Cassiopea controllò l’abitacolo, ma non vide nulla, così trovò la leva del bagagliaio e la tirò, poi raggiunse Cotton, che si stava muovendo verso il retro dell’auto. Dentro, c’erano quattro valigie d’alluminio. Senza esitare, Cotton ne prese una, la posò a terra e l’aprì. Conteneva un interruttore, una batteria e un cilindro d’acciaio disposto in diagonale. Le tre parti erano collegate da fili e tenute ferme da una sagoma di gommapiuma nera. Sull’interruttore c’era una scritta in russo.
«È spenta», disse Cassiopea.
Cotton posò una mano sulla batteria, poi sul cilindro. «E fredda.»

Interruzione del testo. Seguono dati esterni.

PR #278, opened 2026-09-11
feat(sdk): single-step evaluators, flat config, envelope, and registry with three pilots

michael-berger-czi:
## Summary

Single step implementation for a select few evaluators to verify plumbing.

Testing notes: I've created a git workstream off of main so I can verify the before-and-after project shapes at the same time.

`git worktree add --detach ../2.0-python-view origin/main`

AI summary:

Phase 1a PR 2 of [DSCR-2184](https://czi.atlassian.net/browse/DSCR-2184), re-scoped per the [review comment](https://czi.atlassian.net/browse/DSCR-2184?focusedCommentId=989088) to single-step only: Grade Level Appropriateness stays, Vocabulary Complexity (multi-step) moves to the next PR, Purpose Clarity replaces it, and Tone Appropriateness is the one feedback pilot. Stacked on #277 (contract loader, errors, providers); retarget to `release-python-sdk-1.0` when that merges.

The three pilots cover the shapes the later single-step ports need: text-only and grade-free with a grade-band output (GLA, Google), text + grade with contract-declared preprocessing (Purpose Clarity, Google, `textstat` Flesch-Kincaid bound to `{fk_score}`), and the feedback family's two-text input with a binary `quality_score` (Tone, OpenAI). Every later single-step evaluator is a three-line declaration onto these interfaces.

## What's in it

- **`EvaluatorConfig`** (spec §3): provider keys, `learning_commons_api_key`, `model_override`, `max_retries`, `telemetry`. Pass it whole or as evaluator kwargs: `PurposeClarityEvaluator(google_api_key="...")`.
- **`BaseEvaluator`**: required keys derived from the contract (step providers + `required_credentials`); `model_override` replaces the provider half only, is validated, and is warned once (§3.2). Canonical `Missing required credential: {key}` before any I/O.
- **`SingleStepEvaluator`**: the Python form of TS's `defineSingleStepEvaluator`. A concrete evaluator names its contract and generated models; the class resolves the `evaluate_{slug}` step, provider, preprocessing, and metadata at import, so a contract it cannot run fails at import. Flow: validate (§4.1 order and messages, `grade_level: int` rendered as its token), preprocess, render (plain `{name}` substitution, identical to TS), call with immediate resampling of `LLMOutputProcessingError`, envelope.
- **Envelope and `read_outcome`** (§5.1, D2): `EvaluationResult(evaluator, result, metadata)` with `metadata.model` as the `provider:model` that ran; `read_outcome` reads the contract's `outcome` block, `None` score when absent.
- **Registry**: `get_evaluators()`, `get_evaluator(id)` resolving `id_history`, collision guard.
- **Docs**: README quick start and configuration table; local-development guide gains "Adding an evaluator".

## Verification

- `tests/unit/evaluators/test_registry_conformance.py`: every `evals/**/config.json` has a registered class or an entry in `UNIMPLEMENTED` (14 entries, self-cleaning: porting one without deleting its entry fails), identity/grades/providers/credentials/outcome match the contract, modules sit at the id-derived path, temperature sent matches, every declared placeholder reaches the prompt, minimum lengths enforced.
- `tests/unit/test_cross_sdk_prompts.py`: for all 19 fixtures, Python renders what the TS renderer (`replaceAll` over declared keys) renders, with `fk_score` masked.
- Single-step flow on a synthetic contract (refusals, contract reading, inputs, envelope, error attribution, resampling, log hygiene), config and override checks, input validation wording, registry, `read_outcome`, preprocessing dispatch.
- **Live** (`make integration-test`, gated on `RUN_INTEGRATION_TESTS=1` + keys): all 19 fixtures run against the real providers. 18 match exactly on the first attempt. The GLA `trees` case returns `2-3` consistently where the fixture expects `4-5`; the TS live test applies the same tolerance (three attempts, then adjacent accepted), so it passes there too. Prompt rendering is byte-identical, so this is model judgment at `temperature: 1`, not a port defect.
- Full gate green on Python 3.13 and 3.10: ruff, format, mypy, `check-generated`, 646 unit tests (+19 integration skipped without keys).

## Decisions worth a look

- Declarative subclassing (`class X(SingleStepEvaluator[In, Out]): contract = ...`) instead of a factory function: same load-time resolution as TS, and mypy can type the result.
- `evaluate()` accepts the typed input model or keyword fields, not both. Argument-shape misuse is a `TypeError`; everything from validation on is an `EvaluatorError`.
- Computed values render like JavaScript's `String(number)` (`7` not `7.0`), so the two SDKs bind identical text.
- Telemetry options are accepted (so the config surface is final) but nothing is emitted yet; that is the telemetry PR.


sdks/python/src/learning_commons_evaluators/features/preprocessing.py
```diff
@@ -0,0 +1,72 @@
...
+    return float(fn(text))
+
+
+_LIBRARY_ADAPTERS: dict[str, Callable[[str, str], float]] = {
+    "textstat": _textstat,
+}
+
+
+def _round(value: float, transform: PostTransform) -> float:
+    return round(value, transform.precision or 0)
```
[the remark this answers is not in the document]
michael-berger-czi: Fixed in dc94413: the `round` transform now computes `floor(value * factor + 0.5) / factor`, the JavaScript `Math.round` rule, with tie cases (`0.125 → 0.13`, `2.675 → 2.68`, `-2.675 → -2.67`) covered in `tests/unit/features/test_preprocessing.py`. One case documents that `1.005` lands on `1.0` in both languages, since the binary product is `100.4999…`, so the two SDKs agree there as well.

sdks/python/tests/unit/evaluators/feedback/ela_writing/test_tone_appropriateness.py
```diff
@@ -0,0 +1,64 @@
...
+    evaluator = ToneAppropriatenessEvaluator(openai_api_key="k")
+    await evaluator.evaluate(ToneAppropriatenessInput(student_text=STUDENT, feedback_text=FEEDBACK))
+    [system, user] = providers.last.calls[0]["messages"]
+    template = evaluator.contract.document("user.txt")
+    assert user["content"] == template.replace("{student_text}", STUDENT).replace(
+        "{feedback_text}", FEEDBACK
+    )
+    assert (
+        "{" not in user["content"].replace("{student_text}", "").replace("{feedback_text}", "")
+        or True
```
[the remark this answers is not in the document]
michael-berger-czi: Fixed in dc94413: the test now asserts directly that neither `{student_text}` nor `{feedback_text}` remains in the rendered user prompt. The `or True` was a scratch line that should not have been committed.

michael-berger-czi:
End to end tests so far: https://czi.atlassian.net/browse/DSCR-2196?focusedCommentId=990131

sdks/python/src/learning_commons_evaluators/features/preprocessing.py
```diff
@@ -0,0 +1,80 @@
...
+
+
+def run_preprocessing_step(text: str, implementation: Implementation) -> float:
+    """Run a single library computation and its declared post-transform.
+
+    :raises ValueError: for a library or transform type this SDK does not provide.
+    """
+    adapter = _LIBRARY_ADAPTERS.get(implementation.library)
+    if adapter is None:
+        raise ValueError(
```
adnanrhussain, line 53: P1 - Pls confirm, I think the single_step is raising this as an LLMProviderError, for an issue caused by us on a bad processing library configuration. 
Maybe this should be surfaced as a ConfigurationError, or we should introduce a new error NotSupported error class?

sdks/python/src/learning_commons_evaluators/prompts/render.py
```diff
@@ -0,0 +1,22 @@
...
+from __future__ import annotations
+
+from collections.abc import Iterable, Mapping
+
+
+def render_prompt(template: str, inputs: Mapping[str, str], placeholders: Iterable[str]) -> str:
+    text = template
+    for name in placeholders:
+        if name in inputs:
+            text = text.replace(f"{{{name}}}", inputs[name])
```
adnanrhussain, line 18: is this replaceAll? I am not very confident, but I think there was one place with multiple placeholders

adnanrhussain (approved):
lgtm 🚀

sdks/python/src/learning_commons_evaluators/prompts/render.py
michael-berger-czi: Comment from Claude: Yes, this is replace-all. Python's `str.replace(old, new)` with no `count` argument replaces every occurrence, so it is the same operation as TS's `text.replaceAll(`{${key}}`, inputs[key])` in `createPromptRenderers`. Checked against the registry: the one prompt with a repeated placeholder is `sentence-structure/complexity-user.txt` (`{grade_level}` twice), and `render_prompt("{a} and {a} and {b}", {"a": "X"}, ["a"])` gives `X and X and {b}`: both occurrences substituted, the undeclared `{b}` left alone, as in TS. The cross-SDK prompt check in `tests/unit/test_cross_sdk_prompts.py` re-states the TS algorithm independently and compares every fixture's rendering byte for byte, so a divergence here would fail that suite.

sdks/python/src/learning_commons_evaluators/features/preprocessing.py
michael-berger-czi: Comment from Claude: Confirmed, and fixed in 1202f27. A contract naming a library, function or transform this SDK lacks passed class creation and only failed inside `evaluate()`, where the error boundary wrapped it as `LLMProviderError` with `dependency=google` (reproduced before the fix). The TS single-step factory has the same gap.

Rather than a new taxonomy leaf, the check moved to class creation: `SingleStepEvaluator.__init_subclass__` now calls `check_implementation` on every preprocessing entry and raises `NotImplementedError` naming the evaluator and the missing piece (`Preprocessing "fk_score" in Thing Evaluator config.json: Unsupported preprocessing library "nltk". Supported: textstat.`), so an unrunnable contract fails at import like the other contract-shape guards and can never be misattributed to a provider. `run_preprocessing_step` raises the same for direct callers. Three tests pin it (library, function, transform).

Why not a `NotSupportedError` in the taxonomy: §6.1 requires a new class to be added to the spec and implemented in TS too, and this is a build-time/registry problem rather than a runtime fault domain the caller handles; Python's built-in `NotImplementedError` is the idiomatic signal for "this implementation does not provide it". If you still want a public class for it, that is a small follow-up once the spec has it.

PR #283, opened 2026-09-15
ci: add dependabot version updates and a verification gate for the TypeScript demo

adnanrhussain:
## What

Brings `demos/typescript` under Dependabot version updates, and adds the CI job that verifies those bumps.

- **`.github/dependabot.yml`** — new `npm` entry for `/demos/typescript`. Same weekly Monday 10:00 PT cadence and `dependencies`/`npm` labels as the SDK entry, limit 5, but a single `demo-dependencies` group matching `*` across major/minor/patch.
- **`.github/workflows/test-demo-typescript.yml`** — path-filtered on `demos/typescript/**`, runs `npm run typecheck` then `npm run build` on Node 22. Reuses the SDK workflow's `actions/checkout@v7` + `bahmutov/npm-install@v1` conventions.
- **`demos/typescript/package.json`** — adds `"build": "vite build"`.

## Why

The demo had no version-update entry, so it only ever received Dependabot *security* updates (which ignore `dependabot.yml`): #146, #154, #267, #269, #272, #275. Those six landed with **no CI verifying them** — `checks.yml` is Python-only and `test-sdk-typescript.yml` is scoped to `sdks/typescript/**`.

The demo is `private: true` and unpublished, so the SDK's caution around major bumps buys nothing here — grouping everything into one weekly PR is cheaper to review. That grouping is only defensible because CI now gates it, hence the two changes landing together.

The `build` script is new because the demo had none. `typecheck` alone would green-light a bump that breaks Vite plugin or config resolution (e.g. a `@vitejs/plugin-react` major), which is precisely the failure mode a grouped-majors PR needs to catch. `dist/` is already gitignored.

## Verification

`npm ci && npm run typecheck && npm run build` pass on this branch (Node 22.23.2, 117 modules transformed).


michael-berger-czi (approved):
LGTM

czi-fsisenda (approved):
LGTM!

In tutta fretta esaminarono le altre tre RA-115, constatando che non erano attivate.
«Sono bombe?» chiese uno dei poliziotti.
Cotton si rivolse agli agenti del Secret Service. «Mandate via tutti.»
La polizia locale venne allontanata in modo spiccio.
«Kelly voleva morire», disse Cassiopea.
«Ho visto. E ha portato qui questi quattro giocattoli per tenerci occupati.»
Cassiopea ripensò a ciò che le aveva detto Stephanie: cinque RA-115 mancavano all’appello. Dunque Zorin ne aveva ancora una. Dove?
«Malone!» chiamò a gran voce un agente. «C’è qualcuno per lei al telefono. Dice che è urgente.»
Già, il cellulare era rimasto sul cofano di un’auto di pattuglia.
Attraversarono di corsa la strada ancora bloccata e Cotton prese la chiamata. Rimase in ascolto per qualche istante, poi riattaccò. «Era Stephanie. Zorin è nella chiesa di San Giovanni con la quinta bomba. Torna alla Casa Bianca e fai evacuare la zona. Litchfield è già stato avvertito. Aiutalo tu. A occhio e croce, abbiamo venti minuti, al massimo venticinque.» Poi si voltò verso il poliziotto. «Mi serve quest’auto», disse, salendo a bordo.
«Dove vai?» gli chiese Cassiopea.
«A fermare quel figlio di sua madre.»